__REQUIRED WORK__.
Each of the lines below must be retyped character for character.

(Stored data entries)
···

PR #11096, opened 2022-07-02
[installer]: set a stable password for messagebus

### LINKED ISSUE #10459: Use stable value for rabbitmq-erlang-cookie
The Installer is currently generating a random string for the rabbitmq-erlang-cookie secret ([source](https://github.com/gitpod-io/gitpod/blob/main/install/installer/pkg/components/rabbitmq/secret.go#L25)) for every invocation of the Installer which is the source of drift in ArgoCD for us. We've worked around it by telling ArgoCD to ignore the secret when producing diffs, but is there any way we could make it stable between invocations so our customers don't have to do the same workaround?

Internal discussion [here](https://gitpod.slack.com/archives/C01KLC56NP7/p1654248658232499)

MrSimonEmms:
## Description

This sets both the `rabbitmq.auth.password` value and the `messagebus-erlang-cookie` secret with static values. This has the benefit of not reloading the message bus every time a redeployment happens - this makes deployments faster and existing workspaces don't lose connections.

The initial ticket only mentions the cookie secret, but discovered that the [password is hardcoded in the experimental section](https://github.com/gitpod-io/ops/search?q=staticMessagebusPassword) - this doesn't change the functionality of `experiments.common.staticMessagebusPassword` so the Ops repo will still work as expected.

## Related Issue(s)

Fixes #10459

## How to test

Deploy the application

## Release Notes

```release-note
[installer]: set a stable password for messagebus
```

## Werft options:

- [ ] /werft with-preview

### DIFF
--- a/install/installer/pkg/common/render.go
+++ b/install/installer/pkg/common/render.go
@@ -158,10 +158,7 @@ func (r *RenderContext) generateValues() error {
 		return nil
 	})
 	if messageBusPassword == "" {
-		messageBusPassword, err = RandomString(20)
-		if err != nil {
-			return err
-		}
+		messageBusPassword = "uq4KxOLtrA-QsDTfuwQ-"
 	}
 	r.Values.MessageBusPassword = messageBusPassword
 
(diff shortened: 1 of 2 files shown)


roboquat:

<details>

</details>

mads-hartmann (approved):
Looks good to me, thanks!

corneliusludmann (approved):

···

__RESULT__.
PR #11096, opened 2022-07-02
[installer]: set a stable password for messagebus

### LINKED ISSUE #10459: Use stable value for rabbitmq-erlang-cookie
The Installer is currently generating a random string for the rabbitmq-erlang-cookie secret ([source](https://github.com/gitpod-io/gitpod/blob/main/install/installer/pkg/components/rabbitmq/secret.go#L25)) for every invocation of the Installer which is the source of drift in ArgoCD for us. We've worked around it by telling ArgoCD to ignore the secret when producing diffs, but is there any way we could make it stable between invocations so our customers don't have to do the same workaround?

Internal discussion [here](https://gitpod.slack.com/archives/C01KLC56NP7/p1654248658232499)

MrSimonEmms:
## Description

This sets both the `rabbitmq.auth.password` value and the `messagebus-erlang-cookie` secret with static values. This has the benefit of not reloading the message bus every time a redeployment happens - this makes deployments faster and existing workspaces don't lose connections.

The initial ticket only mentions the cookie secret, but discovered that the [password is hardcoded in the experimental section](https://github.com/gitpod-io/ops/search?q=staticMessagebusPassword) - this doesn't change the functionality of `experiments.common.staticMessagebusPassword` so the Ops repo will still work as expected.

## Related Issue(s)

Fixes #10459

## How to test

Deploy the application

## Release Notes

```release-note
[installer]: set a stable password for messagebus
```

## Werft options:

- [ ] /werft with-preview

### DIFF
--- a/install/installer/pkg/common/render.go
+++ b/install/installer/pkg/common/render.go
@@ -158,10 +158,7 @@ func (r *RenderContext) generateValues() error {
 		return nil
 	})
 	if messageBusPassword == "" {
-		messageBusPassword, err = RandomString(20)
-		if err != nil {
-			return err
-		}
+		messageBusPassword = "uq4KxOLtrA-QsDTfuwQ-"
 	}
 	r.Values.MessageBusPassword = messageBusPassword
 
(diff shortened: 1 of 2 files shown)


roboquat:

<details>

</details>

mads-hartmann (approved):
Looks good to me, thanks!

corneliusludmann (approved):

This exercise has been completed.